Member of the U.S. House of Representatives from New York
- In office January 3, 1937 – January 3, 1967
- Preceded by: Stephen A. Rudd
- Succeeded by: Frank J. Brasco
- Constituency: 9th district (1937–63) 11th district (1963–67)

Member of the New York State Assembly from the 20th Kings County district
- In office January 1, 1936 – December 31, 1936
- Preceded by: Joseph J. Monahan
- Succeeded by: Roy H. Rudd

Personal details
- Born: Eugene James Keogh August 30, 1907 Brooklyn, New York, U.S.
- Died: May 26, 1989 (aged 81) New York City, U.S.
- Resting place: Gate of Heaven Cemetery
- Party: Democratic
- Alma mater: New York University Fordham University School of Law

= Eugene Keogh =

American politician (1907–1989)

Eugene James Keogh (August 30, 1907 – May 26, 1989) was an American lawyer and politician who served as a member of the United States House of Representatives from New York.
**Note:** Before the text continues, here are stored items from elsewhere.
PR #546, opened 2026-05-02
Go scheduler: RegimeConfig, AllowedRegimes gating, /status regime field

richkuo:
Closes #541

## Summary

- `config.go`: `RegimeConfig{Enabled, Period, ADXThreshold}`, `Config.Regime *RegimeConfig`, `StrategyConfig.AllowedRegimes []string`; `LoadConfig` defaults (period=14, threshold=20); `ValidateConfig` rejects unknown labels and invalid bounds
- `config_migration.go`: bump `CurrentConfigVersion` 10 → 11 (no data migration; empty defaults preserve legacy behavior exactly)
- `strategy_composition.go`: `Regime string` added to `StrategyDecisionFields` — one change propagates to all 5 result structs
- `regime.go`: `regimeAllowsEntry(allowed, current)` pure helper — allows when list is empty, current is empty, or current matches
- `main.go`: regime gate at 6 dispatch sites; `stratState.Regime` updated each cycle
- `state.go`: `StrategyState.Regime string` persisted with state
- `server.go`: `StratStatus.Regime` exposed in `/status` JSON
- `config_reload.go`: `AllowedRegimes` is soft-reloadable (mirrors `CloseStrategies`); `cfg.Regime` change requires restart (mirrors `Correlation`)

## Behavior

When `allowed_regimes` is empty or unset, behavior is bit-for-bit identical to before — all entries permitted. When set, entries are skipped and logged when `result.Regime` is not in the list. Existing positions are always managed by close paths regardless.

`regime: null` from `check_options.py` becomes `""` in the result struct, which `regimeAllowsEntry` treats as "always allow" — so options strategies are unaffected.

## Test plan

17 new tests in `regime_test.go`:
- `ValidateConfig` accepts valid/nil regimes, rejects unknown labels and invalid period/threshold
- `regimeAllowsEntry` empty list, matching, non-matching, empty-current cases
- `StrategyDecisionFields.Regime` JSON round-trip and omitempty
- `CurrentConfigVersion == 11`
- hot-reload: `AllowedRegimes` accepted, `Regime` config rejected

Full suite: `go -C scheduler test ./...` passes.

---
LLM: Claude Sonnet 4.6 (1M) | high

PR #556, opened 2026-05-02
ValidateConfig: reject allowed_regimes on options + warn when regime disabled

### LINKED ISSUE #553: Regime gate: options strategy gap + ValidateConfig silent no-op for allowed_regimes
Two related gaps surfaced in review of PR #546.

## 1. Options gate is absent, not just empty-string

`OptionsResult` (`scheduler/options.go:49`) does not embed `StrategyDecisionFields`, so the regime gate (`regimeAllowsEntry`) is never called at the `case "options":` dispatch site (`scheduler/main.go:~1268`).

The PR body describes this as `"regime: null becomes '' which regimeAllowsEntry treats as always allow"` — but the actual mechanism is that the gate call is **absent entirely**, not that it's called with an empty string. Runtime outcome is identical (options entries always pass through), but the description is misleading, and there's a concrete validator gap:

`ValidateConfig` does not warn when an operator sets `allowed_regimes` on an options strategy. The config passes validation, the gate silently no-ops, and the operator has no signal that the configuration is ineffective.

**Fix:**
- Either add a `ValidateConfig` error/warning when `allowed_regimes` is non-empty on a strategy with `type == "options"` (since the gate is unimplemented for options), or
- Wire options into the gate properly once `check_options.py` emits a regime field (#544).

## 2. AllowedRegimes is a no-op at runtime until check scripts are merged

No check script currently calls `latest_regime()` or emits `"regime"` in its JSON output on `main` — that wiring is in PR #545 (not yet merged). The Go scaffolding in PR #546 is correct and backward-compatible (`empty result.Regime → always allow`), but an operator who configures `allowed_regimes` on main today will see no gating effect and no warning.

**Fix:**
- Add a startup or validation log message when `cfg.Regime.Enabled == false` and any strategy has `allowed_regimes` set, warning that regime gating requires the check scripts to emit the `regime` field.
- Or simply document the dependency and ensure #545 merges before #546 is used in production.

Relates to PR #546, #545, #544, #550.

richkuo:
## Summary

Addresses two silent no-op gaps in regime gating flagged in #553 (review of PR #546):

1. **Hard error for `allowed_regimes` on options strategies** — the regime gate is absent at the `case "options":` dispatch site in `main.go`. `ValidateConfig` now rejects non-empty `allowed_regimes` on `type=options` strategies so operators get a startup error rather than a silent config that does nothing. This will be removed once the gate is wired for the multi-position options model.

2. **`[WARN]` when `regime.enabled=false` but `allowed_regimes` is set** — when regime detection is disabled, the gate cannot read a regime label from the check script output and becomes a no-op. A per-strategy `[WARN]` is now printed at startup for each affected strategy so operators know to either enable regime detection or remove the field.

Five new tests in `regime_test.go`:
1. `TestValidateConfig_AllowedRegimes_RejectsOnOptions`
2. `TestValidateConfig_AllowedRegimes_AcceptsEmptyOnOptions`
3. `TestValidateConfig_AllowedRegimes_AcceptsOnSpotWithRegimeEnabled`
4. `TestValidateConfig_AllowedRegimes_WarnsWhenRegimeDisabled`
5. `TestValidateConfig_AllowedRegimes_NoWarnWhenRegimeEnabled`

Plus `minimalOptionsConfig()` helper mirroring `minimalSpotConfig()`.

Closes #553

---
LLM: Claude Opus 4.7 | high

### DIFF
--- a/scheduler/config.go
+++ b/scheduler/config.go
@@ -866,6 +866,12 @@ func ValidateConfig(cfg *Config) error {
 				errs = append(errs, fmt.Sprintf("%s: allowed_regimes[%d] unknown label %q (valid: trending_up, trending_down, ranging)", prefix, j, label))
 			}
 		}
+		// The regime gate is not wired at the options dispatch site (#553), so
+		// allowed_regimes is a silent no-op for options strategies. Reject it
+		// here until the gate is properly implemented for the multi-position model.
+		if sc.Type == "options" && len(sc.AllowedRegimes) > 0 {
+			errs = append(errs, fmt.Sprintf("%s: allowed_regimes is not enforced for type=options (gate not wired at options dispatch; see issue #553)", prefix))
+		}
 
 		// Live-mode futures require TopStep API credentials.
 		if sc.Type == "futures" {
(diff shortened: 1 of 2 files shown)


richkuo:
@claude sonnet

PR #567, opened 2026-05-04
fix: reconcile shared-coin HL positions on stop-loss or external close (#565)

### LINKED ISSUE #565: bug: shared-coin HL positions not reconciled when closed by stop loss
## Problem

When a shared-coin position (e.g. ETH traded by both `hl-tema-eth-live` and `hl-rmc-eth-live`) is closed on-chain by a stop-loss trigger, the go-trader local state still shows the position as open. The bot never detects the close.

## Root Cause

In `hyperliquid_balance.go`, `reconcileHyperliquidAccountPositions` skips shared coins for quantity changes and position removal:

```go
if sharedCoins[sym] {
    continue // handled below
}
```

The shared-coin block (line 398+) only does non-destructive updates (multiplier migration, leverage sync) and records reconciliation gaps for display — it never removes closed positions from state.

## Impact

- Stale positions show in status/logs indefinitely
- Portfolio value calculation is wrong
- Bot keeps passing stale position data to check scripts
- Manual restart does not fix it

## Reproduction

1. Have 2+ strategies trading the same coin (e.g. ETH)
2. Position gets stop-lossed on-chain
3. Bot never reconciles the close, position stays in local state

richkuo:
## Problem

When a shared-coin HL position (multiple strategies on the same wallet coin, e.g. `hl-tema-eth-live` + `hl-rmc-eth-live`) was closed on-chain by a stop-loss trigger or manually, the scheduler's local state never reconciled the close. Virtual positions stayed open indefinitely, causing wrong portfolio values, stale data passed to check scripts, and no recovery path short of hand-editing `state.db`.

Root cause: `reconcileHyperliquidAccountPositions` deliberately skipped destructive updates for shared coins (#258/#515) to avoid phantom CB triggers from intermediate on-chain states. That protection is correct for ambiguous gaps — but unambiguous closes were left unhandled.

## Solution

Two detectors added inside the shared-coin reconciliation loop, after the existing signed-qty computation:

**Detector 1 — full flat**: `|onChainQty| < 1e-6` and `|virtualQty| > 0` → the aggregate position is gone. Closes all peers: SL owner via `recordPerpsStopLossClose` at `StopLossTriggerPx` (reason `hl_sync_stop_loss`), non-owners via `recordClosedPosition` (reason `hl_sync_external`, close price 0).

**Detector 2 — SL owner partial close**: Non-zero on-chain qty with a gap, exactly one peer holds a `StopLossOID`, and the on-chain residual matches the signed sum of all non-owner peers' virtual qty (within `1e-6`). HL trigger orders are sized to the owner's qty at arm time, so when the trigger fires the peers' portion stays on-chain unchanged. Closes the owner only via `recordPerpsStopLossClose`.

All other mismatches (ambiguous gaps) continue to fall through to gap-only recording — the #258/#515 protection is fully preserved.

## Tests

1. `TestReconcileSharedCoin_OwnerStopLossFired_ClosesOwnerOnly` — Detector 2, long
2. `TestReconcileSharedCoin_OwnerStopLossFired_Short` — Detector 2, short
3. `TestReconcileSharedCoin_AllPositionsClosedExternally` — Detector 1, owner + peer
4. `TestReconcileSharedCoin_GapWithoutSLOwner_LeavesPositionsAlone` — regression guard for #258
5. `TestReconcileSharedCoin_ResidualMismatch_LeavesPositionsAlone` — residual mismatch, no close
6. `TestAccountSyncSharedCoinClosedWhenOnChainGone` — updated from the old `NotRemoved` test to assert new correct behavior (tema's stale virtual is closed via `hl_sync_external` when on-chain is flat)

Closes #565

---

### DIFF
--- a/scheduler/hyperliquid_balance.go
+++ b/scheduler/hyperliquid_balance.go
@@ -467,6 +467,99 @@ func reconcileHyperliquidAccountPositions(dueStrategies, allStrategies []Strateg
 		}
 		delta := virtualQty - onChainQty
 
+		// Detect and reconcile unambiguous shared-coin closes (#565).
+		//
+		// Detector 1 — full external close: on-chain is flat but virtual is not.
+		// Covers stop-loss sweep of the aggregate position, manual close on HL UI,
+		// and kill-switch closes that finish between scheduler cycles.
+		//
+		// Detector 2 — SL owner partial close: exactly one peer holds a resting
+		// trigger (StopLossOID) and the on-chain residual matches the signed sum of
+		// all non-owner peers' virtual qty. HL trigger orders are sized to the
+		// owner's qty at arm time, so when the trigger fires the non-owner peers'
+		// portion remains on-chain untouched.
+		//
+		// All other qty mismatches (ambiguous gaps that #258/#515 protect) fall
+		// through to the gap-recording block unchanged.
+		if math.Abs(onChainQty) < 1e-6 && math.Abs(virtualQty) > 1e-6 {
+			// Detector 1: everything gone on-chain — close all peers.
+			for _, id := range stratIDs {
+				ss := state.Strategies[id]
+				if ss == nil {
+					continue
+				}
+				pos := ss.Positions[coin]
+				if pos == nil {
+					continue
+				}
+				logger, logErr := logMgr.GetStrategyLogger(id)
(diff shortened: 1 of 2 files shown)


richkuo:
@claude

PR #570, opened 2026-05-04
fix: backfill EntryATR for existing positions missing it

### LINKED ISSUE #568: fix: backfill EntryATR for existing positions that were opened without it
## Problem

\`stampEntryATRIfOpened\` only stamps \`EntryATR\` when \`trades > 0\` (a new trade opened this cycle). Positions opened before the ATR-stamping feature was added, or opened by manual intervention, have \`EntryATR == 0\` forever.

This causes:
- \`tiered_tp_atr\` to noop (no take-profit)
- \`trailing_stop_atr_mult\` to noop (no trailing stop)
- \`stop_loss_atr_mult\` to noop (no stop-loss)
- The WARN message: \`tiered_tp_atr configured but Position.EntryATR is 0\`

## Fix

Split \`stampEntryATRIfOpened\` into two paths rather than removing the \`trades <= 0\` guard entirely:

1. **New trade opened this cycle (\`trades > 0\`):** stamp as today (existing behavior, unchanged).
2. **Existing position with \`EntryATR == 0\` (\`trades <= 0\`):** also attempt to stamp using the current cycle's ATR as a backfill.

Both paths share the same ATR extraction (\`indicatorFloat\`) and plausibility guard (\`atr > AvgCost*0.5\`). The existing \`pos.EntryATR != 0\` check already prevents overwriting a valid value, so backfilling is safe.

```go
// Current (broken for existing positions):
func stampEntryATRIfOpened(s *StrategyState, symbol string, indicators map[string]interface{}, trades int) {
    if trades <= 0 || s == nil {  // <-- blocks backfill for old positions
        return
    }
    ...
    if !exists || pos == nil || pos.EntryATR != 0 {
        return
    }
```

The fix allows the function to run when \`pos.EntryATR == 0\` regardless of \`trades\`. The backfilled ATR won't match the exact entry-bar ATR, but a close approximation unblocks ATR-dependent features for affected positions — far better than permanent noop.

richkuo:
## Summary

- Removes the `trades <= 0` guard from `stampEntryATRIfOpened` so it runs every scheduler cycle, not only when a new trade opens.
- Positions that pre-date ATR-stamping (#525) or were opened via manual exchange intervention now get `EntryATR` backfilled on the next cycle, unblocking `tiered_tp_atr`, `trailing_stop_atr_mult`, and `stop_loss_atr_mult`.
- Drops the now-unused `trades` parameter from the function signature and all 5 call sites.

## Test plan

- Updated `TestStampEntryATRIfOpened`: flipped the `trades == 0` no-op case to assert backfill behavior; added regression case for "atr already set and no new trade" (must not overwrite).
- `go test ./...` passes.

Closes #568

---
LLM: Claude Sonnet 4.6 (1M) | medium

### DIFF
--- a/scheduler/main.go
+++ b/scheduler/main.go
@@ -1936,7 +1936,7 @@ func executeSpotResult(sc StrategyConfig, s *StrategyState, db *StateDB, result 
 		logger.Error("Trade execution failed: %v", err)
 		return 0, ""
 	}
-	stampEntryATRIfOpened(s, result.Symbol, result.Indicators, trades)
+	stampEntryATRIfOpened(s, result.Symbol, result.Indicators)
 	if pos, ok := s.Positions[result.Symbol]; ok {
 		stampOpenTradeFromPosition(s, db, result.Symbol, pos)
 	}
@@ -1948,8 +1948,8 @@ func executeSpotResult(sc StrategyConfig, s *StrategyState, db *StateDB, result 
 	return trades, detail
 }
 
-func stampEntryATRIfOpened(s *StrategyState, symbol string, indicators map[string]interface{}, trades int) {
-	if trades <= 0 || s == nil {
+func stampEntryATRIfOpened(s *StrategyState, symbol string, indicators map[string]interface{}) {
+	if s == nil {
 		return
 	}
 	atr, ok := indicatorFloat(indicators, "atr")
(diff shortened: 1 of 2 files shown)


richkuo:
@claude

richkuo:
@claude sonnet implement the optional review suggestion

PR #577, opened 2026-05-04
fix: include type=manual strategies in HL on-chain reconciler

### LINKED ISSUE #576: bug: reconciler does not remove positions closed on exchange
## Problem

When a position opened via `type=manual` is closed on the Hyperliquid exchange (SL trigger fires, TP fills via HL trigger order, or manual close in the HL UI) while the scheduler is running, the ghost position is never removed from bot state.

The root cause is that `hlLiveDue` / `hlLiveAll` are built with `sc.Type == "perps"` (`main.go:601/607`), so `type=manual` strategies are excluded from `reconcileHyperliquidAccountPositions` entirely. This gap was introduced when `type=manual` was added (#569) without updating the live-HL strategy filter.

Note: regular `type=perps` strategies are **not** affected — `reconcileHyperliquidPositions` already handles the `onChainPos == nil && statePos != nil` case correctly for those.

## Reproduction

1. Open a position via `go-trader manual-open`
2. Close the position directly on the exchange (let SL/TP trigger fire, or close in HL UI)
3. The bot continues reporting the position as open indefinitely

## Expected Behavior

The reconciler should detect that the on-chain position has gone to size 0 and:
1. Record a close trade with the realized PnL (via `recordPerpsStopLossClose` if an OID is set, otherwise `recordClosedPosition` with `hl_sync_external`)
2. Remove the position from state
3. Update strategy cash

## Fix

Include `type=manual` HL strategies in the `hlLiveDue` / `hlLiveAll` builds (or add a dedicated reconciliation pass for manual strategies alongside the existing `type=perps` one).

## Workaround

Manual SQLite intervention:
```sql
DELETE FROM positions WHERE strategy_id = 'manual-eth';
UPDATE strategies SET cash = <correct_value> WHERE id = 'manual-eth';
```
Then restart the bot.

richkuo:
## Problem

`type=manual` HL strategies were excluded from `reconcileHyperliquidAccountPositions` because `hlLiveDue`/`hlLiveAll` filtered on `sc.Type == "perps"` only. When a manual position was closed on-chain (SL trigger fire, TP fill, or HL UI close), the bot retained the ghost position indefinitely.

## Fix

Add `isHLLiveReconcilable` predicate (`perps|manual` + `platform=hyperliquid` + live args) and build dedicated `hlReconcileAll`/`hlReconcileDue` lists for the reconciler call site. The existing perps-only `hlLiveAll`/`hlLiveDue` are intentionally unchanged — they feed kill-switch close, trailing-stop arming, and risk math which are perps-specific.

The reconciler itself (`reconcileHyperliquidPositions`) is type-agnostic and already handles the `onChainPos == nil && statePos != nil` case correctly.

## Tests

1. `TestReconcileManualPositionExternalClose` — manual position flat on-chain → removed with `close_reason=hl_sync_external`
2. `TestReconcileManualPositionSLFired` — manual position with resting OID flat on-chain → removed with `close_reason=stop_loss` at trigger price
3. `TestIsHLLiveReconcilable` — unit-tests the new predicate across 6 cases (perps/manual × live/paper, spot, non-HL)

Closes #576

---

### DIFF
--- a/scheduler/hyperliquid_balance_test.go
+++ b/scheduler/hyperliquid_balance_test.go
@@ -2579,3 +2579,82 @@ func TestRunPendingHyperliquidCircuitCloses_TenthFailureNotifies(t *testing.T) {
 		t.Errorf("expected 1 DM on failure #10 (every-10th cadence), got %d", len(dmMsgs))
 	}
 }
+
+// TestReconcileManualPositionExternalClose verifies that a type=manual HL strategy
+// whose on-chain position is flat gets its virtual position removed with
+// close_reason="hl_sync_external". Regression for #576.
+func TestReconcileManualPositionExternalClose(t *testing.T) {
+	state := &AppState{
+		Strategies: map[string]*StrategyState{
+			"manual-eth": {
+				ID: "manual-eth", Cash: 100,
+				Positions: map[string]*Position{
+					"ETH": {Symbol: "ETH", Quantity: 0.5, AvgCost: 2000, Side: "long",
+						Multiplier: 1, Leverage: 5, OwnerStrategyID: "manual-eth"},
+				},
+			},
+		},
+	}
+	sc := StrategyConfig{
+		ID: "manual-eth", Platform: "hyperliquid", Type: "manual",
+		Symbol: "ETH", Timeframe: "1h", Leverage: 5,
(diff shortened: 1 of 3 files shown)


richkuo:
@claude

PR #588, opened 2026-08-20
Added support for Compressed Gumps

Xoduz:
- [ADD] Added CPSendCompressedGumpMenu packet class for compressed gump (0xDD) packet, with support for multi-byte UTF-8 Unicode characters
- [ADD] Added SendVecsAsCompressedGump() helper for preparing and sending compressed gumps with fallback to uncompressed gumps for client versions older than v4.0.11c
- [UPD] Updated all hardcoded sending of gumps to send compressed/uncompressed gump based on client version
- [FIX] Fixed an issue with quest/tracking arrow packet (0x07) where tSock->ClientVersion() was incorrectly used to compare to CV_HS2D when it should be using tSock->ClientType()


uogonemetal (approved):
Far as I can tell my custom gumps all still worked with this pr. i wont know if this broke custom house pr until its merged and I update that pr. but again my custom gumps all was still working.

He served 15 terms from 1937 to 1967.

==Background==
Keogh was born on August 30, 1907, in Brooklyn, New York City. He graduated from New York University in 1927 and from Fordham University School of Law in 1930.

==Career==
He was a member of the New York State Assembly (Kings Co., 20th D.) in 1936.

=== Congress ===
He was elected as a Democrat to the 75th through the 89th United States Congresses, holding office from January 3, 1937, to January 3, 1967. He served on the House Ways and Means committee and sponsored the original legislation for the Keogh plan, a type of pension plan. In 1947-8, he served on the Herter Committee.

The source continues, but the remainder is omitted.